▶ [ACTIVITY] Set down the data below once more, precisely as it reads.

▶ [SUPPLIED MATERIAL]
"""

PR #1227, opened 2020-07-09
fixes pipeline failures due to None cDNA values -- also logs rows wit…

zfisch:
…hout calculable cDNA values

"""

▶ [ANSWER AREA]
PR #1227, opened 2020-07-09
fixes pipeline failures due to None cDNA values -- also logs rows wit…

zfisch:
…hout calculable cDNA values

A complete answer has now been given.